PR #2630, opened 2026-07-14
fix(player): Shared progressive MP4 parallel session & buffer refcounting

halibiram:
## Summary

This PR fixes a critical crash (SIGSEGV) and bandwidth inefficiency issues during progressive MP4 playback when seeks/reopens occur, by sharing parallel chunk sessions across ExoPlayer reopens and introducing reference counting for chunk buffers.

Key changes:
1. **Shared MP4 Parallel Session**: Survives ExoPlayer seek reopens via a process-wide progressive chunk session keyed by `(chunkSize, index)` to prevent CDN/debrid URI churn from restarting downloads for the same range. In-flight downloads are kept across reopens, and shared futures are never cancelled when a single reader closes.
2. **Buffer Refcounting**: Replaces unsafe `Cleaner.clean` with a robust reference counter (`tryRetain` and `release`) with an epoch check on recycle. This ensures zero-copy `ByteBuffer` reads in `LoadTask` do not hit segment faults (SIGSEGV) after a long pause or resource recycling.
3. **Non-Faststart Optimization**: Prefetches head + tail moov islands as soon as the file length is known, prioritizing metadata TCP until a tail chunk completes, then unlocks playhead multi-ahead (capped at 4) on the active playhead corridor. Side scatter windows remain single-stream.
4. **Retry-After Header Handling & Clamping**: Parses HTTP `Retry-After` headers (supporting delta-seconds and RFC 1123 dates) for rate limits. If rate limits are triggered repeatedly (3 times in a 10s window), the session is temporarily clamped to a single connection.
5. **Progressive MP4 Session Mode**: Extends chunk session logic to progressive MP4 streams even when parallel connections are disabled, running a single-connection 8MB chunk session source to cache chunks across seeks.
6. **Connection Pool & Socket Isolation**: Allocates a separate `parallelPool` (size >= 32) in `PlayerMediaSourceFactory` and increases OkHttp pool size dynamically to isolate player range GET requests from default shared sockets and avoid socket starvation.
7. **Auth / Redirection Expiration**: Invalidates resolved URIs on HTTP 401/403/410 errors to trigger redirection re-probing on the next connection attempt.
8. **Subtitles & Fallback**: Bypasses parallel mode for subtitles (`nuvio_type=subtitle`) and falls back to a single upstream connection if range requests are not accepted.
9. **Memory Budget & Connection Tuning**: Adds MP4 session overhead when parallel is off to the Settings UI estimate.
[...]

PR #3102, opened 2026-08-20
fix(player): play non-faststart MP4s on the default path via session-owned chunks

### LINKED ISSUE #3100: [Bug]: Non-faststart MP4 (moov atom at end) fails to play or constantly rebuffers on default settings
### Pre-flight checks

### App version / commit

0.8.6 beta

### Install method

GitHub Release APK

### Platform

Android TV

### Device model

Ugoos AM9 Pro

### Android version

Android 14

### Player mode

Internal player

### Area (tag)

### Bug description

Progressive MP4 files whose moov atom sits at the end of the file (non-faststart — common in web-DL releases) fail to start, or start and then rebuffer continuously, on the default playback path (Parallel Connections OFF). 

ExoPlayer recreates the progressive DataSource on every seek; a non-faststart MP4 forces the extractor to seek to the file tail to read moov before seeking back to the front for mdat, and the default single-connection path pays a full close→reopen per hop with nothing retained, so the scatter-read pattern these files force never stabilises. 

Delivery is healthy — ffprobe, curl, and AVFoundation-based players range-seek to the tail moov and play the same file fine, and the CDN honours range requests (HTTP 206). This affects all non-faststart MP4s regardless of source. With Parallel Connections ON the file is watchable; with it OFF (the default) it is not.

### Steps to reproduce

Install stock 0.8.6-beta and leave Parallel Connections OFF (the default).
Play a large non-faststart MP4 (moov atom at file tail) over HTTP from a debrid CDN.
Observe playback fails to reach a first frame, or starts and rebuffers within ~1 minute, worsening over time.

### Expected behavior

The file plays like any faststart MP4 — the player range-seeks to the tail moov, parses it, and plays, the way ffprobe/curl/Infuse do.

### Actual behavior

Playback hangs at buffering with no first frame, or plays briefly then rebuffers unwatchably.

### Frequency

Always

### Did this work before?

No, it never worked

### Media details (optional)

Test file is a non-faststart MP4, confirmed via ffprobe -v trace:

Atom order: ftyp (32 B) -> mdat (17.28 GiB) -> moov (20.9 MiB) at 99.88% into the 18.58 GB file.
Not fragmented (no sidx/moof) - the track index a player must read before decoding sits after the entire payload.

Delivery confirmed healthy (curl): CDN serves ~47 MB/s (~17x the file's 21.6 Mbps bitrate) and honours range requests (206 Partial Content + accept-ranges: bytes), so a seek-to-tail for the moov is possible at the network layer.

Cross-player: the same URL plays/parses in curl (linear read), ffprobe (range-seeks to tail moov, parses in seconds), and Infuse/AVFoundation (range-seeks, plays). It fails only in ExoPlayer-based players.

```shell

```

### Anything else? (optional)

_No response_

ysosrs123:
## Summary

Progressive MP4 files whose `moov` atom sits at the end of the file (non-faststart, common in web-DL releases) fail to play smoothly on the default playback path — they either never reach a first frame or rebuffer constantly. This PR makes them play by giving the chunk-download session a lifetime that survives ExoPlayer's per-seek data-source recreation, and by engaging that session for progressive MP4 even when parallel connections are off (pinned to a single connection and an 8 MB chunk, so request concurrency and retained memory stay at plain-path levels).

## PR type

- [x] Critical bug fix

## Why

A non-faststart MP4 has its `moov` atom (the track index a player must read before it can decode) at the tail of the file. To start playback the extractor must seek to the end for the `moov`, then back to the front for `mdat`, and it continues to scatter-read as it demuxes. ExoPlayer recreates the progressive `DataSource` on every seek, closing the previous one.

On the default single-connection path each of those recreations previously cancelled all in-flight downloads and re-probed the URL, retaining nothing across the seek. The scatter-read pattern these files force therefore never stabilises: the same ranges restart repeatedly and the buffer cannot fill, presenting as an unstartable stream or constant rebuffering.

Delivery is not the cause — `ffprobe`, `curl`, and AVFoundation-based players range-seek to the tail `moov` and play the same files fine, and the CDN honours range requests (HTTP 206). The fix is to make the downloaded chunks (completed *and* in-flight) belong to a companion-level session that survives the close/open boundary, so the seek back to the front reuses the tail read instead of discarding it, and to route progressive MP4 through that session on the default path where it previously used the plain source.

## Issue or approval

Fixes #3100

## Reproduction steps

1. Install a stock build and leave **Parallel Connections OFF** (the default).
2. Play a large non-faststart MP4 (moov atom at the file tail) over HTTP.
3. Observe playback fails to reach a first frame, or starts and then rebuffers continuously.

`ffprobe -v trace` on a representative file shows atom order `ftyp` → `mdat` → `moov`, with the `moov` at ~99.9% of the file.

## UI / behavior impact

- [x] No UI change

## Policy check

## Scope boundaries

This PR ports only the minimal mechanism that makes non-faststart MP4 playable on the default path, plus the small correctness fixes that mechanism needs:

- **Included:** session-owned chunk downloads that survive the per-seek data-source recreation; single-connection MP4 session mode for progressive MP4 when parallel connections are off; reads through a duplicated `ByteBuffer` on both read paths (shared chunks are read concurrently); rejection of short/EOF-truncated chunks and a zero-progress read guard; cancel-before-drop of failed chunk futures with an ownership-gated release; length-state consistency on the non-range fallback and on fresh reopen; request headers folded into the session identity; touch-LRU eviction bounded at cap+2 with position-aware victim selection that never evicts the imminent prefetch window. `MemoryBudget.BUFFER_OVERHEAD` is corrected `1 → 2` so the settings-screen memory estimate matches the data source's actual retained-chunk ceiling (with its unit test updated).
- **Not included:** no new settings, UI, or user-facing options. HLS/DASH, non-MP4 progressive, subtitle, and the plain single-connection path for other containers are unchanged. The parallel-on path gains the same session survival but is otherwise unchanged.
- **Deliberately held back for a separate follow-up:** buffer lifetime here is protected by a short touch-guard on eviction, which is adequate for the common case and has been in downstream production use. A structurally stronger approach — reference-counting the session buffers with epoch invalidation (as explored in #2630) — eliminates the free-during-read race by construction rather than by timing and is the better long-term fix, but it is a larger change that warrants its own soak testing and focused review. It is intentionally out of scope here to keep this the smallest change that fixes #3100, and is intended as a follow-up crediting @halibiram's design. The core mechanism in this PR is the same one reviewed in #2544.

## Testing

**Device:** Ugoos AM9 Pro (Amlogic, `arm64-v8a`), Android 14, internal player, default settings (Parallel Connections **off**).

**Build / unit tests (branch off current `dev`):**
- `./gradlew assembleFullDebug` → **BUILD SUCCESSFUL**.
- `./gradlew testFullDebugUnitTest` → 12 failures, but a control run on unmodified `dev` produced the **identical 12 failures** (same test names and line numbers, 863 total / 12 failed / 1 skipped both ways). None are in files this PR touches; they are pre-existing on `dev`. The one test this PR modifies (`MemoryBudgetTest`) passes.

**On-device, before/after — same file, same settings, same single connection.** Test file: a ~17.7 GB non-faststart MP4 (`moov` atom at ~99.9% of file), ~20 Mbps, well within single-connection bandwidth. Buffer-ahead and rebuffering sampled from the player over ~2 minutes of playback:

| | Rebuffer events | Total rebuffering | Buffering stalls | Buffer-ahead behaviour |
|---|---|---|---|---|
| **Stock (`dev`)** | 7 | ~62 s | 14 | Oscillates 1–20 s, repeatedly collapses; never stabilises |
| **This PR** | 0 | 0 s | 0 | Climbs to ~47 s ahead and holds flat for the whole run |

Because both runs use one connection at the same bitrate, the difference is not bandwidth — stock's default path cannot build a buffer because it pays the data-source reopen cost on every seek the non-faststart file forces; with the session-owned chunks it builds and holds a ~47 s buffer and plays without a single stall. Logs confirm the session engages (`MP4_SESSION engaged`), performs the tail `moov` read (reopen near the end of the file), then streams the front sequentially with each chunk fetched once.

The underlying mechanism (session survival + the review fixes above) has been running in a downstream fork build in daily use for several weeks; this PR rebases that proven mechanism onto current `dev` and adds the position-aware eviction fix.

## Screenshots / Video

Not a UI change.

## Breaking changes

None.

## Linked issues

Fixes #3100

### DIFF
--- a/app/src/main/java/com/nuvio/tv/ui/screens/player/ParallelRangeDataSource.kt
+++ b/app/src/main/java/com/nuvio/tv/ui/screens/player/ParallelRangeDataSource.kt
@@ -111,7 +111,48 @@ internal class ParallelRangeDataSource(
             return configuredDepth.coerceAtMost(rateLimitDepth).coerceAtLeast(1)
         }
 
-        private const val EVICTION_TOUCH_GUARD_MS = 2_000L
+        private const val TAIL_CHUNK_COUNT = 4L
+
+        internal fun isTailChunk(chunkIndex: Long, totalChunks: Long): Boolean {
+            return totalChunks > 0L && chunkIndex >= totalChunks - TAIL_CHUNK_COUNT
+        }
+
+        internal fun shouldMoveMainCursor(
+            lastReadChunkIndex: Long,
+            chunkIndex: Long,
+            prefetchWindow: Int,
+            sequentialOpen: Boolean,
+            currentChunkComplete: Boolean,
+            totalChunks: Long
+        ): Boolean {
+            if (isTailChunk(chunkIndex, totalChunks)) {
+                if (lastReadChunkIndex < 0L) return false
+                val delta = chunkIndex - lastReadChunkIndex
+                val distance = if (delta >= 0L) delta else -delta
+                return distance <= prefetchWindow.toLong()
+            }
+            if (lastReadChunkIndex < 0L) return true
+            val delta = chunkIndex - lastReadChunkIndex
+            val distance = if (delta >= 0L) delta else -delta
+            if (distance <= prefetchWindow.toLong()) return true
+            return sequentialOpen && currentChunkComplete
+        }
+
+        private const val EVICTION_TOUCH_GUARD_MS = 15_000L
+        private const val PLAYHEAD_BACK_CHUNKS = 2L
+        private const val MAX_PINNED_SIDE_CHUNKS = 2
+
+        internal fun isInPlayheadWindow(
+            readerIdx: Long,
+            chunkIndex: Long,
+            prefetchWindow: Int,
+            backChunks: Long = PLAYHEAD_BACK_CHUNKS
+        ): Boolean {
+            if (readerIdx < 0L) return false
+            val floor = (readerIdx - backChunks).coerceAtLeast(0L)
+            val ceil = readerIdx + prefetchWindow.toLong()
+            return chunkIndex in floor..ceil
+        }
         private const val RATE_LIMIT_MAX_BACKOFF_RETRIES = 3
         private const val RATE_LIMIT_BACKOFF_BASE_MS = 500L
         private const val RATE_LIMIT_BACKOFF_CYCLE_CAP_MS = 3_000L
@@ -145,10 +186,37 @@ internal class ParallelRangeDataSource(
             }
 
             @Volatile var lastReadChunkIndex: Long = -1L
+            val pinnedSideChunks: MutableSet<Long> = java.util.concurrent.ConcurrentHashMap.newKeySet()
 
-            fun noteRead(chunkIndex: Long) {
+            fun noteRead(
+                chunkIndex: Long,
+                sequentialOpen: Boolean,
+                currentChunkComplete: Boolean,
+                totalChunks: Long
+            ) {
                 touch(chunkIndex)
-                lastReadChunkIndex = chunkIndex
+                if (shouldMoveMainCursor(
+                        lastReadChunkIndex,
+                        chunkIndex,
+                        prefetchWindow,
+                        sequentialOpen,
+                        currentChunkComplete,
+                        totalChunks
+                    )
+                ) {
+                    lastReadChunkIndex = chunkIndex
+                    pinnedSideChunks.remove(chunkIndex)
+                } else {
+                    pinSideChunk(chunkIndex)
+                }
+            }
+
+            fun pinSideChunk(chunkIndex: Long) {
+                pinnedSideChunks.add(chunkIndex)
+                while (pinnedSideChunks.size > MAX_PINNED_SIDE_CHUNKS) {
+                    val drop = pinnedSideChunks.minByOrNull { lastTouch[it] ?: 0L } ?: break
+                    if (!pinnedSideChunks.remove(drop)) break
+                }
             }
 
             val rateLimitDepthCap = AtomicInteger(Int.MAX_VALUE)
@@ -234,6 +302,7 @@ internal class ParallelRangeDataSource(
         ) {
             val future = session.futures.remove(chunkIndex) ?: return
             session.lastTouch.remove(chunkIndex)
+            session.pinnedSideChunks.remove(chunkIndex)
             if (!future.cancel(true) && future.isDone && !future.isCancelled) {
                 try {
                     releaseSessionBuffer(future.get().buffer, session.chunkSize, poolCap)
@@ -254,6 +323,7 @@ internal class ParallelRangeDataSource(
             }
             session.futures.clear()
             session.lastTouch.clear()
+            session.pinnedSideChunks.clear()
         }
 
         private fun obtainSession(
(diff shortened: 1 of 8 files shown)


ysosrs123:
Heads-up: the PR Full Debug Build Comment workflow shows a red X, but it's the post-build comment step failing, not the build. It errors with HttpError: Resource not accessible by integration — the fork-PR GITHUB_TOKEN is read-only, so the workflow can't post the build-result comment back here. The pr-full-debug-build run itself succeeded; the debug APK is available as an artifact on that run for anyone wanting to test. Happy to adjust anything on the PR if needed.

skoruppa:
@halibiram want to check it out? ;)

halibiram:
@ysosrs123 yes, this works. If you don't mind, I need to apply a few adjustments for error cases, or I can tell you what needs to be fixed if you'd like to handle it

ysosrs123:
> @ysosrs123 yes, this works. If you don't mind, I need to apply a few adjustments for error cases, or I can tell you what needs to be fixed if you'd like to handle it

@halibiram is it the #2630 additions? I'm happy either way mate. If you have a lot of other work on your plate, just let me know what you need and I'll include those in a separate PR now. Otherwise, please feel free to adjust on your side.

ram130:
Looks good, I have a buffer engine patch that had included fixes for the main issue as well coming, and improve things all users reported, along with a patch for the VOD cache system I needed to update since it wasn't working. I'll review the code here and see what's up. I'll report back, hold on merging @skoruppa @halibiram

ram130:
Reviewed code, it aligns with a fix I had as well. This PR is good, only thing it needed some other fixes which I think @halibiram  is highlighting. 

> @ysosrs123 yes, this works. If you don't mind, I need to apply a few adjustments for error cases, or I can tell you what needs to be fixed if you'd like to handle it

@halibiram on the error-case adjustments, do they cover 429? assuming it's for the Retry-After that clamps to single-stream, to fix the observed intervals in the log pin at ~5s indefinitely.

per my testing, The MKV opened at 0, read the cues, seeked once to the play position, then streamed the rest of the run without reopening. The MP4 reopened 141 times across 44 offsets

data for anyone who needed it 
| | opens | failures | HTTP 429 | distinct positions |
|---|---|---|---|---|
| MP4, 27.9 GB, non-faststart | 141 | 64 | 63 | 44 |
| MKV, 30.3 GB | 4 | 1 | 0 | 4 |

Lastly, my VOD fix will also improve this issue since it will prevent a fresh HTTP request.

halibiram:
@ysosrs123 The core logic looks great. I think adding just the 429 / retry after handling from #2630 into this PR would be really good. It's just a small helper to clamp connections when a CDN rate limits. (correct me if I'm wrong)

@ram130 It's not in this PR yet, but if @ysosrs123 adds that small retry-after piece here, it should take care of the 429 clamping as well.

halibiram:
You don't necessarily have to follow that PR either, there might be a better solution as well

ysosrs123:
> You don't necessarily have to follow that PR either, there might be a better solution as well

@halibiram  -all understood. I'll update this PR and get you to take a look

ysosrs123:
Added the 429/503 handling as discussed — one commit on top: fix(player): adaptive 429/503 handling for session chunk downloads.

@ram130 to your question: yes, this covers the 429 case, and specifically the ~5s-indefinite pin. Root cause of that pin wasn't only the missing Retry-After — the per-chunk backoff ladder reset every time the outer retry machinery re-entered it, so against a hard limiter it hammered at a fixed period forever, header or no header. The fix: waits honour a server-stated Retry-After (both RFC 7231 forms, capped so a broken header can't stall a real-time pipeline), and without a header they escalate across episodes and decay with quiet. Prefetch depth adapts AIMD-style — halve on a rate-limit episode, +1 per quiet interval — so a session converges just under the provider's actual request budget instead of clamping to a single connection for the rest of playback. All state is per-session; providers that never rate-limit pay nothing.

The Retry-After parser and its unit tests are adopted from #2630 — credit @halibiram (co-authored on the commit).

Testing: assembleFullDebug green; unit suite 867 tests with the same 12 pre-existing dev failures, the four parser tests pass. On-device (Ugoos AM9 Pro): played sessions across three provider types — TorBox, Premiumize, and Emby — with the new path live; no false activations, no regressions, correctly dormant on sources that don't rate-limit. TorBox declined to actually 429 during testing because it's having DDoS issues again, so the live AIMD sequence wasn't captured on-device — your 429-reproducing setup is the definitive exercise for that, and the CI APK from this PR should be ideal for it.

skoruppa:
@halibiram @ram130 any objections?

ram130:
Good to go.

halibiram:
@ysosrs123 it's your turn to review :d I simulated a slow internet connection and made a few improvements, could you include these in the PR?

https://github.com/ysosrs123/NuvioTV-Fork/pull/1

ysosrs123:
> @ysosrs123 it's your turn to review :d I simulated a slow internet connection and made a few improvements, could you include these in the PR?
> 
> [ysosrs123#1](https://github.com/ysosrs123/NuvioTV-Fork/pull/1)

checking now mate. Thanks for simulating a slow connection, it completely slipped my mind, and is the main thing that will help people.

halibiram:
> @halibiram @ram130 any objections?

@ysosrs123  If you don't have anything else to add, I think it's ready to merge :)

ysosrs123:
> > @halibiram @ram130 any objections?
> 
> @ysosrs123 If you don't have anything else to add, I think it's ready to merge :)

Good to merge! Nice working with you both :)

I think this will help a bunch of people who report buffering but can't work out why

ram130:
It should on the mp4 side for sure.

ram130:
@ysosrs123 

Please double-check with my pr as I did some patches to the buffer system before you and on the same files you touch, updated memory budget, and fixed some stuff. 

#3130

ysosrs123:
> @ysosrs123
> 
> Please double-check with my pr as I did some patches to the buffer system before you and on the same files you touch, updated memory budget, and fixed some stuff.
> 
> #3130

Checked — I fetched your branch and ran a merge simulation against mine. Three of the four shared files auto-merge cleanly; the one conflict was a single hunk in MemoryBudget.kt where my tier-cap declaration abutted a line you rewrote. I've relocated that declaration (pure move, no semantic change) and re-ran the simulation in both merge orders: zero conflicts either way, and the merged result is the correct union — your budget floor and conversion ratios compose with my BUFFER_OVERHEAD fix and the low-RAM chunk cap.

Also gave the merged PlayerMediaSourceFactory a pass: your VOD cache wraps my chunk session as its upstream, which is complementary — your disk layer absorbs backward-seek re-reads, so a cached tail moov never re-hits the network on rewatch.

Net: both PRs land in the same build with nothing for either of us to resolve at merge time.

ram130:
Thanks.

-=-=-

Taking the line with "fix(player): play non-faststart" as the first and the line with "Progressive MP4 files whose moov" as the last, retype that stretch of the data above exactly, with no other lines.

## Task output
fix(player): play non-faststart MP4s on the default path via session-owned chunks

### LINKED ISSUE #3100: [Bug]: Non-faststart MP4 (moov atom at end) fails to play or constantly rebuffers on default settings
### Pre-flight checks

### App version / commit

0.8.6 beta

### Install method

GitHub Release APK

### Platform

Android TV

### Device model

Ugoos AM9 Pro

### Android version

Android 14

### Player mode

Internal player

### Area (tag)

### Bug description

Progressive MP4 files whose moov atom sits at the end of the file (non-faststart — common in web-DL releases) fail to start, or start and then rebuffer continuously, on the default playback path (Parallel Connections OFF). 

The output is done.